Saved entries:
PR #148, opened 2020-12-03
Fixes ts errors and removing refine option changing until search hit

### LINKED ISSUE #133: Word Wheel speed impacted by calls to Search with each keypress
Currently, when you type in the fields, it sends both a word wheel search, and a fulltext search to the server.  

Calling the server to get facets with fewer than 4 or 5 characters typed is not really a good use of resources, and it slows down the performance of the word wheel, making it less useful unless you are a hunt and peck typist.

The facets aren't really needed until you either press Search, enter a "space" to start a second word, or pause typing for 1 or 2 seconds.  It's very nice to have the facets once you enter a real word, even if you plan to enter a second or third, but not much use with a partial word.

To experiment with this, I've set the server to return a 422 error if you send a search with less than 5 characters.  I don't think we have **important** words of 4 characters, but really, that's not the right way to implement the restriction anyway.

Thus, I would like you to implement this in the client.  That way, you can send word wheel but not full-text searches for the first 3 or 4 characters, and then if, for whatever reason, the user does enter a three letter word and presses "Search", it will be executed (after I remove the restriction.)  But I wanted to try it to check whether the word wheel works better, and I think it does.

bakerac4:
Fixes #133

### DIFF
--- a/pep/app/pods/most-cited-loading/route.ts
+++ b/pep/app/pods/most-cited-loading/route.ts
@@ -1,7 +1,10 @@
 import Route from '@ember/routing/route';
+
 import { PageNav } from 'pep/mixins/page-layout';
 
 export default class MostCitedLoading extends PageNav(Route) {
     navController = 'most-cited';
-    navTemplate = 'most-cited/nav';
+    get navTemplate() {
+        return 'most-cited/nav';
+    }
 }
--- a/pep/app/pods/application/adapter.ts
+++ b/pep/app/pods/application/adapter.ts
@@ -67,6 +67,7 @@ export default class Application extends DS.RESTAdapter.extend(FastbootAdapter) 
      * When using ember-fetch with ember-simple-auth, authorization headers must be manually set
      * @returns Object
      */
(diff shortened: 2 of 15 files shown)


pep/app/pods/most-cited-loading/route.ts
```diff
@@ -1,7 +1,10 @@
 import Route from '@ember/routing/route';
+
 import { PageNav } from 'pep/mixins/page-layout';
 
 export default class MostCitedLoading extends PageNav(Route) {
     navController = 'most-cited';
-    navTemplate = 'most-cited/nav';
+    get navTemplate() {
+        return 'most-cited/nav';
+    }
```
billdami, line 9: why is this needed for navTemplate but not navController?

bakerac4: It's due to how navTemplate is defined in the function. `navController` is a property and `navTemplate` is a getter

billdami (approved):

PR #681, opened 2020-07-29
Switch to use Web API in Slidedown and Tagging Container

rgomezp:
# Description
This change includes a transition from using hard-coded HTML strings to using the W3C Web API to create DOM elements programmatically. The main reason for this is for security purposes since this approach is an easy way to avoid injection vulnerabilities.

This PR also includes other tweaks like the addition of CSS and Element ID constants, 1 file rename, and other minor nits.

# Systems Affected
WebSDK only

# Validation

### Tests

Test coverage for these changes are not needed since the only change was a switch to how DOM elements are created.

### Screenshots

Nothing has visually changed in this PR.

---

This change is [Reviewable](https://reviewable.io/reviews/onesignal/onesignal-website-sdk/681)


src/slidedown/Slidedown.ts
```diff
@@ -127,83 +135,92 @@ export default class Slidedown {
...
       Log.debug("Slidedown private category options are not defined");
       return;
     }
 
     if (state) {
       // note: savingButtonText is hardcoded in constructor. TODO: pull from config & set defaults for future release
-      this.allowButton.innerHTML = this.getIndicatorHolderHtmlWithText(this.categoryOptions!.savingButtonText!);
-      addDomElement(this.buttonIndicatorHolder, 'beforeend',
-        getLoadingIndicatorWithColor(COLORS.whiteLoadingIndicator));
+      this.allowButton.innerHTML = this.getIndicatorHolderHtmlWithText(this.categoryOptions.savingButtonText).innerHTML;
```
jkasten2, line 146: nit, use [`replaceChild`](https://developer.mozilla.org/en-US/docs/Web/API/Node/replaceChild) over `innerHTML`.

src/slidedown/Slidedown.ts
```diff
@@ -127,83 +135,92 @@ export default class Slidedown {
...
+  setFailureState(state: boolean): void {
     if (!this.categoryOptions) {
       Log.debug("Slidedown private category options are not defined");
       return;
     }
 
     if (state) {
       // note: errorButtonText is hardcoded in constructor. TODO: pull from config & set defaults for future release
-      this.allowButton.innerHTML = this.getIndicatorHolderHtmlWithText(this.categoryOptions!.errorButtonText);
+      this.allowButton.innerHTML = this.getIndicatorHolderHtmlWithText(this.categoryOptions.errorButtonText).innerHTML;
```
jkasten2, line 169: nit, use [`replaceChild`](https://developer.mozilla.org/en-US/docs/Web/API/Node/replaceChild) over `innerHTML`.

src/slidedown/TaggingContainer.ts
```diff
@@ -8,102 +8,135 @@ import {
...
+        const wrappingDiv   = document.createElement("div");
+
+        addCssClass(labelElement, TAGGING_CONTAINER_CSS_CLASSES.categoryLabel);
+        addCssClass(labelSpan, TAGGING_CONTAINER_CSS_CLASSES.categoryLabelText);
+        addCssClass(inputElement, TAGGING_CONTAINER_CSS_CLASSES.categoryLabelInput);
+        addCssClass(checkmarkSpan, TAGGING_CONTAINER_CSS_CLASSES.checkmark);
+
+        labelElement.title = label;
+        labelSpan.innerText = label;
+        inputElement.type    = "checkbox";
```
jkasten2, line 102: nit,  inconsistent spaces on these lines

test/support/sdk/TestEnvironment.ts
```diff
@@ -221,13 +220,14 @@ export class TestEnvironment {
     }
 
     let html = '<!doctype html><html><head></head><body></body></html>';
+    global.document = jsdom.jsdom('');
```
jkasten2, line 223: Why was this line required?

rgomezp: the global document object must be defined for `getSlidedownElement` to work correctly (below). this line initializes the document object so that function works.

jkasten2: ah, gotcha 👍

src/slidedown/Slidedown.ts
jkasten2: Looking at this again [`replaceWith`](https://developer.mozilla.org/en-US/docs/Web/API/ChildNode/replaceWith) would probably be a better fit in this case.

src/slidedown/Slidedown.ts
jkasten2: Looking at this again [`replaceWith`](https://developer.mozilla.org/en-US/docs/Web/API/ChildNode/replaceWith) would probably be a better fit in this case.

rgomezp: Ah, yep that makes more sense

src/slidedown/Slidedown.ts
rgomezp: Ah, yep that makes more sense

src/slidedown/Slidedown.ts
rgomezp: I ended up switching to use `insertAdjacentElement` ([mdn docs](https://developer.mozilla.org/en-US/docs/Web/API/Element/insertAdjacentElement)) to individually insert the children nodes. I had to also separate the helper function into two to return the span element and indicator holder separately.

src/slidedown/Slidedown.ts
rgomezp: I ended up switching to use `insertAdjacentElement` ([mdn docs](https://developer.mozilla.org/en-US/docs/Web/API/Element/insertAdjacentElement)) to individually insert the children nodes. I had to also separate the helper function into two to return the span element and indicator holder separately.

src/slidedown/Slidedown.ts
```diff
@@ -143,14 +143,18 @@ export default class Slidedown {
 
     if (state) {
       // note: savingButtonText is hardcoded in constructor. TODO: pull from config & set defaults for future release
-      this.allowButton.innerHTML = this.getIndicatorHolderHtmlWithText(this.categoryOptions.savingButtonText).innerHTML;
       this.allowButton.disabled = true;
+      this.allowButton.textContent = null;
```
jkasten2, line 147: Is it necessary to remove the `textContent`?

rgomezp: Yeah, otherwise it will just get appended to the end and we'll have the previous text plus the new text and the spinning indicator

jkasten2: 👍 ah gotcha

rgomezp:
- [x] Visually normal slidedown.
- [x] Visually category slidedown.
- [x] Saving categories saves correct values
- [x] Visually category slidedown when updating.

# TASK DESCRIPTION
Please return all of the entries exactly as they were given.

# EXERCISE RESPONSE
PR #148, opened 2020-12-03
Fixes ts errors and removing refine option changing until search hit

### LINKED ISSUE #133: Word Wheel speed impacted by calls to Search with each keypress
Currently, when you type in the fields, it sends both a word wheel search, and a fulltext search to the server.  

Calling the server to get facets with fewer than 4 or 5 characters typed is not really a good use of resources, and it slows down the performance of the word wheel, making it less useful unless you are a hunt and peck typist.

The facets aren't really needed until you either press Search, enter a "space" to start a second word, or pause typing for 1 or 2 seconds.  It's very nice to have the facets once you enter a real word, even if you plan to enter a second or third, but not much use with a partial word.

To experiment with this, I've set the server to return a 422 error if you send a search with less than 5 characters.  I don't think we have **important** words of 4 characters, but really, that's not the right way to implement the restriction anyway.

Thus, I would like you to implement this in the client.  That way, you can send word wheel but not full-text searches for the first 3 or 4 characters, and then if, for whatever reason, the user does enter a three letter word and presses "Search", it will be executed (after I remove the restriction.)  But I wanted to try it to check whether the word wheel works better, and I think it does.

bakerac4:
Fixes #133

### DIFF
--- a/pep/app/pods/most-cited-loading/route.ts
+++ b/pep/app/pods/most-cited-loading/route.ts
@@ -1,7 +1,10 @@
 import Route from '@ember/routing/route';
+
 import { PageNav } from 'pep/mixins/page-layout';
 
 export default class MostCitedLoading extends PageNav(Route) {
     navController = 'most-cited';
-    navTemplate = 'most-cited/nav';
+    get navTemplate() {
+        return 'most-cited/nav';
+    }
 }
--- a/pep/app/pods/application/adapter.ts
+++ b/pep/app/pods/application/adapter.ts
@@ -67,6 +67,7 @@ export default class Application extends DS.RESTAdapter.extend(FastbootAdapter) 
      * When using ember-fetch with ember-simple-auth, authorization headers must be manually set
      * @returns Object
      */
(diff shortened: 2 of 15 files shown)


pep/app/pods/most-cited-loading/route.ts
```diff
@@ -1,7 +1,10 @@
 import Route from '@ember/routing/route';
+
 import { PageNav } from 'pep/mixins/page-layout';
 
 export default class MostCitedLoading extends PageNav(Route) {
     navController = 'most-cited';
-    navTemplate = 'most-cited/nav';
+    get navTemplate() {
+        return 'most-cited/nav';
+    }
```
billdami, line 9: why is this needed for navTemplate but not navController?

bakerac4: It's due to how navTemplate is defined in the function. `navController` is a property and `navTemplate` is a getter

billdami (approved):

PR #681, opened 2020-07-29
Switch to use Web API in Slidedown and Tagging Container

rgomezp:
# Description
This change includes a transition from using hard-coded HTML strings to using the W3C Web API to create DOM elements programmatically. The main reason for this is for security purposes since this approach is an easy way to avoid injection vulnerabilities.

This PR also includes other tweaks like the addition of CSS and Element ID constants, 1 file rename, and other minor nits.

# Systems Affected
WebSDK only

# Validation

### Tests

Test coverage for these changes are not needed since the only change was a switch to how DOM elements are created.

### Screenshots

Nothing has visually changed in this PR.

---

This change is [Reviewable](https://reviewable.io/reviews/onesignal/onesignal-website-sdk/681)


src/slidedown/Slidedown.ts
```diff
@@ -127,83 +135,92 @@ export default class Slidedown {
...
       Log.debug("Slidedown private category options are not defined");
       return;
     }
 
     if (state) {
       // note: savingButtonText is hardcoded in constructor. TODO: pull from config & set defaults for future release
-      this.allowButton.innerHTML = this.getIndicatorHolderHtmlWithText(this.categoryOptions!.savingButtonText!);
-      addDomElement(this.buttonIndicatorHolder, 'beforeend',
-        getLoadingIndicatorWithColor(COLORS.whiteLoadingIndicator));
+      this.allowButton.innerHTML = this.getIndicatorHolderHtmlWithText(this.categoryOptions.savingButtonText).innerHTML;
```
jkasten2, line 146: nit, use [`replaceChild`](https://developer.mozilla.org/en-US/docs/Web/API/Node/replaceChild) over `innerHTML`.

src/slidedown/Slidedown.ts
```diff
@@ -127,83 +135,92 @@ export default class Slidedown {
...
+  setFailureState(state: boolean): void {
     if (!this.categoryOptions) {
       Log.debug("Slidedown private category options are not defined");
       return;
     }
 
     if (state) {
       // note: errorButtonText is hardcoded in constructor. TODO: pull from config & set defaults for future release
-      this.allowButton.innerHTML = this.getIndicatorHolderHtmlWithText(this.categoryOptions!.errorButtonText);
+      this.allowButton.innerHTML = this.getIndicatorHolderHtmlWithText(this.categoryOptions.errorButtonText).innerHTML;
```
jkasten2, line 169: nit, use [`replaceChild`](https://developer.mozilla.org/en-US/docs/Web/API/Node/replaceChild) over `innerHTML`.

src/slidedown/TaggingContainer.ts
```diff
@@ -8,102 +8,135 @@ import {
...
+        const wrappingDiv   = document.createElement("div");
+
+        addCssClass(labelElement, TAGGING_CONTAINER_CSS_CLASSES.categoryLabel);
+        addCssClass(labelSpan, TAGGING_CONTAINER_CSS_CLASSES.categoryLabelText);
+        addCssClass(inputElement, TAGGING_CONTAINER_CSS_CLASSES.categoryLabelInput);
+        addCssClass(checkmarkSpan, TAGGING_CONTAINER_CSS_CLASSES.checkmark);
+
+        labelElement.title = label;
+        labelSpan.innerText = label;
+        inputElement.type    = "checkbox";
```
jkasten2, line 102: nit,  inconsistent spaces on these lines

test/support/sdk/TestEnvironment.ts
```diff
@@ -221,13 +220,14 @@ export class TestEnvironment {
     }
 
     let html = '<!doctype html><html><head></head><body></body></html>';
+    global.document = jsdom.jsdom('');
```
jkasten2, line 223: Why was this line required?

rgomezp: the global document object must be defined for `getSlidedownElement` to work correctly (below). this line initializes the document object so that function works.

jkasten2: ah, gotcha 👍

src/slidedown/Slidedown.ts
jkasten2: Looking at this again [`replaceWith`](https://developer.mozilla.org/en-US/docs/Web/API/ChildNode/replaceWith) would probably be a better fit in this case.

src/slidedown/Slidedown.ts
jkasten2: Looking at this again [`replaceWith`](https://developer.mozilla.org/en-US/docs/Web/API/ChildNode/replaceWith) would probably be a better fit in this case.

rgomezp: Ah, yep that makes more sense

src/slidedown/Slidedown.ts
rgomezp: Ah, yep that makes more sense

src/slidedown/Slidedown.ts
rgomezp: I ended up switching to use `insertAdjacentElement` ([mdn docs](https://developer.mozilla.org/en-US/docs/Web/API/Element/insertAdjacentElement)) to individually insert the children nodes. I had to also separate the helper function into two to return the span element and indicator holder separately.

src/slidedown/Slidedown.ts
rgomezp: I ended up switching to use `insertAdjacentElement` ([mdn docs](https://developer.mozilla.org/en-US/docs/Web/API/Element/insertAdjacentElement)) to individually insert the children nodes. I had to also separate the helper function into two to return the span element and indicator holder separately.

src/slidedown/Slidedown.ts
```diff
@@ -143,14 +143,18 @@ export default class Slidedown {
 
     if (state) {
       // note: savingButtonText is hardcoded in constructor. TODO: pull from config & set defaults for future release
-      this.allowButton.innerHTML = this.getIndicatorHolderHtmlWithText(this.categoryOptions.savingButtonText).innerHTML;
       this.allowButton.disabled = true;
+      this.allowButton.textContent = null;
```
jkasten2, line 147: Is it necessary to remove the `textContent`?

rgomezp: Yeah, otherwise it will just get appended to the end and we'll have the previous text plus the new text and the spinning indicator

jkasten2: 👍 ah gotcha

rgomezp:
- [x] Visually normal slidedown.
- [x] Visually category slidedown.
- [x] Saving categories saves correct values
- [x] Visually category slidedown when updating.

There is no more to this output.